Is there any doubt anymore that I'm not seeing this clearly? It really isn't about John. It's about THEIR convenience. The swallow test was three floors down from him. Didn't even have to get an ambulance. I was there early enough to take him myself, but they laid that on him before I got there. I was there early because I knew they'd stop it somehow!

And, I panicked over him not having a bed anymore at the nursing home, because his clothes, glasses, music, Bible, and devotional is over there. Did they just throw is stuff out? I walked over to check. That's not what they said.

What really happened in the hospital called the nursing home minutes before telling John that. Minutes. As in 11:30 AM, when he should have been transferred by then already. So, no. The nursing home can't drop everything to arrange for an ambulance to pick him up. They already scheduled shuttle service for their residents all through the day. (There is a steady stream of ambulances, wheelchair vans, and a wheelchair bus going back and forth all day.) The hospital asked them if they wanted John now or tomorrow? Duh, now!

BUT the hospital knew since yesterday he was ready to go back today.

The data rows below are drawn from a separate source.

PR #70, opened 2020-06-27
Do not create/edit role/task on enter

### LINKED ISSUE #53: do not create/edit role on enter
When the user presses `enter` in the dialog to create or edit a role, the action from the `submit` button is executed. We do not want this behaviour because they might press enter when filling in one of the fields, and inadvertently create or edit the role too early.

moritzcopter:

Override the default behavior of submitting the create / edit role forms by pressing enter

Resolves #53 

## Additional comments

See https://stackoverflow.com/questions/44261073/vuejs-how-to-prevent-form-submit-on-enter-but-still-save-work-in-inputs

### DIFF
--- a/src/components/roles/NewRoleDialog.vue
+++ b/src/components/roles/NewRoleDialog.vue
@@ -5,7 +5,7 @@
       <validation-observer ref="form" v-slot="{ invalid, handleSubmit }">
         <form
           @submit.prevent="handleSubmit(publishRole)"
-          @keydown.enter.prevent
+          @keypress.enter.prevent
         >
           <validation-provider
             v-slot="{ errors }"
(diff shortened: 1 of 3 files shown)


src/components/roles/NewRoleDialog.vue
```diff
@@ -3,7 +3,10 @@
     <v-card class="pa-4">
       <h2>New role</h2>
       <validation-observer ref="form" v-slot="{ invalid, handleSubmit }">
-        <form @submit.prevent="handleSubmit(publishRole)">
+        <form
+          @submit.prevent="handleSubmit(publishRole)"
+          @keydown.enter.prevent
```
SamLubbers, line 8: This solution fixes issue #53, but now users cannot add role responsibilities anymore by pressing enter. This is easily fixed by replacing `@keydown` with `@keypress`, because `@keypress` is the command used (in line 63) to add new responsibilities.
```suggestion
          @keypress.enter.prevent
```

PR #73, opened 2020-07-05
Refactor role creation & edit

### LINKED ISSUE #66: Refactor role creation & edit
Currently there is a lot of duplicate code between `newRoleDialog.vue` and `editRoleDialog.vue`. As much code as possible should be reused between these two components so that the code is easier to maintain.

moritzcopter:

Reduce duplicate code between RoleEditDialog and NewRoleDialog by using a [Mixin](https://vuejs.org/v2/guide/mixins.html).
Additionally extract role properties of the component form (commit https://github.com/xrnl/aginun/commit/944dcc5f74b2c3646ed3eb363e09bb2bab66e856) into a separate object, which makes it easier to create/edit roles and separates role properties and the other component properties more cleanly

Resolves #66


src/components/roles/NewRoleDialog.vue
```diff
@@ -11,8 +11,7 @@ export default {
   methods: {
     ...mapActions("roles", ["createRole"]),
     onSubmit: function() {
-      const role = JSON.parse(JSON.stringify(this.$data.role));
-      this.createRole(role);
+      this.createRole(this.role);
```
moritzcopter, line 14: @SamLubbers Can we remove this parsing back-and-forth or am I missing something? Works for me fine without..

SamLubbers: Yes that is some confusing code 🤔 . It is [used for cloning an object](https://github.com/vuejs/vue/issues/158#issuecomment-158770833). It would be good to add a comment or change the variable name to `role_clone`.

What that code does is create a clone of the role object, remove properties from the role (clone) object that we don't want to store in the database (`newResponsibility` and `$apolloData`), and call `createRole` to store the role data in the database. If I remember well, without making the clone, the code would also remove the properties from the data object in the component, meaning that it wouldn't be possible to add responsibilities when creating another new role. 

I have opted for this solution (of removing properties we don't want to send) because the alternative has a lot of repetitive code:

```js
const role_data_to_store_in_db {
  title: this.role.title,
  description: this.role.description,  
  requirements: this.role.requirements,
  responsibilities: this.role.responsibilities,
  // repeat for each of the properties...
}
```

moritzcopter:
@SamLubbers Note that I just pushed another commit after realising that it might be easier to just use a single component for edit and create instead of a mixin - what do you think?

src/components/roles/NewRoleDialog.vue
SamLubbers: @moritzcopter sorry, I replied to your comment before looking at all your code changes 😓. Now that the role data is in a separate `role` object instead of in `this.$data`, I think we can refactor the code the way you did it. I'll finish my review and then confirm.

moritzcopter:
> 1. change the `role` properties (in `initialState`) to match the structure of the role loaded from the database:
> 
> * `timeCommitment.min` and `timeCommitment.max` instead of `timeCommitmentMin` and `timeCommitmentMax`
> * `localGroup.id` and `workingCircle.id`instead of `localGroupId` and `workingCircleId`

But then we also need to change the role format in the `CreateRoleMutation` and `UpdateRoleMutation` endpoints no?

SamLubbers:
> But then we also need to change the role format in the `CreateRoleMutation` and `UpdateRoleMutation` endpoints no?

@moritzcopter you are right. I did not realize that the fields of the `role` object in `RoleEditDialog` match the fields of the input object for creating and editing a role.

src/components/roles/RoleEditDialog.vue
```diff
@@ -284,18 +284,25 @@ export default {
...
+        if (key in this.editRole) {
+          this.role[key] = this.editRole[key];
+        }
+      }
+      this.role.workingCircleId = this.editRole.workingCircle.id;
+      this.role.localGroupId = this.editRole.localGroup.id;
+      this.form_title = "Edit Role";
+    } else {
+      this.form_title = "New Role";
+    }
```
SamLubbers, line 305:
```suggestion
```

src/components/roles/RoleEditDialog.vue
```diff
@@ -1,18 +1,16 @@
 <template>
-  <!-- TODO: This is very similar (almost the same) as the create, at this point it would be nice if we could get a generic solution for this.
-        Will have to look into this once we will implement the tasks.-->
   <v-dialog :value="value" width="600px" @input="$emit('input', false)">
     <v-card class="pa-4">
-      <h2>Edit role</h2>
+      <h2>{{ form_title }}</h2>
```
SamLubbers, line 4:
```suggestion
      <h2>{{ formTitle }}</h2>
```

src/components/roles/RoleEditDialog.vue
```diff
@@ -318,29 +325,28 @@ export default {
     },
```
SamLubbers, line 325:
```suggestion
    },
    formTitle: function() {
      return this.editRole ? "Edit Role" : "New Role";
    },
```

src/components/roles/RoleEditDialog.vue
```diff
@@ -318,29 +325,28 @@ export default {
...
   },
```
SamLubbers, line 326:
```suggestion
  },
  watch: {
    editRole: {
      handler: function(editRole) {
        if (editRole) {
          for (var key in this.role) {
            if (key in editRole) {
              this.role[key] = editRole[key];
            }
          }
          this.role.workingCircleId = this.editRole.workingCircle.id;
          this.role.localGroupId = this.editRole.localGroup.id;
        }
      },
      immediate: true,
    },
  },
```

moritzcopter:
Hi Sam, thanks again for taking the time! Unfortunately I only commited your proposed changes in the browser but only verified now that they work locally - looks like there was a small bug introduced which should be fixed by: https://github.com/xrnl/aginun/pull/75

PR #88, opened 2020-10-25
easy clearing of filter options

### LINKED ISSUE #55: easier clearing of filters
The following improvements will make it easier for the user to clear filters, and therefore to find roles.

### Search
Currently, when a user wants to remove their search term they need to eliminate all characters one by one.

An easier approach, is that when a user types text into the search bar, a small cross icon appears in the search field. When the user clicks that icon, all text is cleared and the icon disappears.

### Local group and working circle filters
Currently, when a user wants to remove a selected working group or local group, they need to click the input field, scroll down the list of groups and deselect the desired one. 

An easier approach, is that when a user selects a local group or working circle, a small cross icon appears next to the working group or local group name. See an example [here](https://vuetifyjs.com/en/components/combobox/#advanced-custom-options). When a user clicks on the cross, the group should be deselected.

kajdehoop:

Correct props have been added to the Vuetify elements. RoleFilters input can now be cleared with cross, local group and working circle field selections can be removed with cross.

**Before:** 
before

**After:**
after

Resolves #55 

## Additional comments

The clear button on the RoleFilters sets the field to null when clicked. The filtering does not work when the input is null, only when it's "" (empty string). I added a check on the filterValue that sets it to "" if it's null in order to fix this issue.

### DIFF
--- a/src/components/AutocompleteCustom.vue
+++ b/src/components/AutocompleteCustom.vue
@@ -6,6 +6,7 @@
     item-text="title"
     chips
     small-chips
+    deletable-chips
     multiple
     class="mt-3"
     :label="label"
--- a/src/components/roles/RoleFilters.vue
+++ b/src/components/roles/RoleFilters.vue
@@ -7,6 +7,7 @@
         placeholder="Facilitator, Writer, Photographer..."
         class="mt-3"
         @input="debounceSearchUpdate"
+        clearable
       />
     </div>
     <filter-section>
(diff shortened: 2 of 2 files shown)


SamLubbers (approved):
@kajdehoop thank you for implementing this useful improvement 🙌  It works exactly like expected so I'll merge is straight away in the main codebase 💯 

Congratulations with your first contribution to this project 🎉  It's awesome to have you in the team 😎

kajdehoop:
Blij dat ik kan helpen 😄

And, oh no. That's not enough. Every Monday they clean his bedsore and empty that funk collected throughout the week. The hospital decided yesterday, that he was going back today, so postpone it until then. Besides, it's a holiday, so Pat, the wound care specialist wasn't working.

Again today, "Pat isn't working today." That stuff coming out his wound is as gross and nasty as you're imagining. (I'm pretty sure buzzards would fly away.) That's why he has a wound vac, otherwise the stuff just sits on the wound with the ever possibility of it getting infected, particularly since it's on his hiney, and you know what else happens there. But that stuff is why he needs the wound cleaned every other day. It funks! AND, if that wound doesn't heal quickly John doesn't come home. It IS the cause for the delays for the last three months. Can't sit -- restricted with wheelchair -- can't exercise.

So, since I was already upset that they took away John's room, I talked to the Nurse Admin at the nursing home, and asked what about that wound? Chantia to the rescue! (One of the nurses that tends the wound.)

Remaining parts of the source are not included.